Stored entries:
Issue #650, opened 2026-03-19
Inconsistent severity priority: `Severity` field uses CVSS-first, `VendorSeverity` uses advisory-first


DmitriyLewen:
## Description

`Normalize()` computes `Severity` and `VendorSeverity` using **opposite priority rules**
for the same source data, leading to inconsistent results.

### `getSeverity()` — populates top-level `Severity` field

```go
case d.CvssScoreV3 > 0:  return scoreToSeverity(d.CvssScoreV3)  // CVSS first
case d.Severity != 0:    return d.Severity                        // advisory second
```

### `getVendorSeverity()` — populates `VendorSeverity` map entries

```go
case detail.SeverityV3 != SeverityUnknown: vs[vendor] = detail.SeverityV3  // advisory first
case detail.CvssScoreV3 > 0:              vs[vendor] = scoreToSeverity(...) // CVSS second
```

## Real-world Impact

For **CVE-2026-0861** (RedHat data):
- RedHat advisory severity: **LOW**
- RedHat CVSS V3 score: **8.1 → HIGH**

| Field | Value | Rule used |
|-------|-------|-----------|
| `VendorSeverity["redhat"]` | **LOW** | advisory wins |
| `Severity` | **HIGH** | CVSS wins |

The same source data produces different severity values depending on which
field is used to read it.

## Expected Behavior

Both functions should use the same priority rule. The question is which is correct:

- **Advisory-first** (`VendorSeverity` behavior): respects the vendor's explicit
  severity assessment, uses CVSS only as a fallback when no advisory rating exists.
- **CVSS-first** (`Severity` behavior): uses the numeric score regardless of
  the vendor's own rating.

Advisory-first is likely the intended behavior, since the whole point of
`VendorSeverity` is to use vendor judgement over raw CVSS scores.

PR #669, opened 2026-05-20
fix: make Severity and VendorSeverity use consistent advisory first priority

nikpivkin:
Extracted a `detailToSeverity` helper with advisory-first priority (advisory severity → CVSS fallback). Both `getSeverity` and `getVendorSeverity` now delegate to it, giving consistent results.

- Added a CVSS-only fallback test (no advisory severity set)
- Added a regression test for the exact scenario from issue (vendor LOW advisory vs HIGH CVSS score)

Related issues:
- #650


DmitriyLewen (approved):
LGTM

» **PROBLEM TO WORK ON**: Please set down, with no changes, the line that contains "Advisory-first is likely" and all the lines after it until the entries end; write nothing besides them.

» **RESPONSE**:
Advisory-first is likely the intended behavior, since the whole point of
`VendorSeverity` is to use vendor judgement over raw CVSS scores.

PR #669, opened 2026-05-20
fix: make Severity and VendorSeverity use consistent advisory first priority

nikpivkin:
Extracted a `detailToSeverity` helper with advisory-first priority (advisory severity → CVSS fallback). Both `getSeverity` and `getVendorSeverity` now delegate to it, giving consistent results.

- Added a CVSS-only fallback test (no advisory severity set)
- Added a regression test for the exact scenario from issue (vendor LOW advisory vs HIGH CVSS score)

Related issues:
- #650


DmitriyLewen (approved):
LGTM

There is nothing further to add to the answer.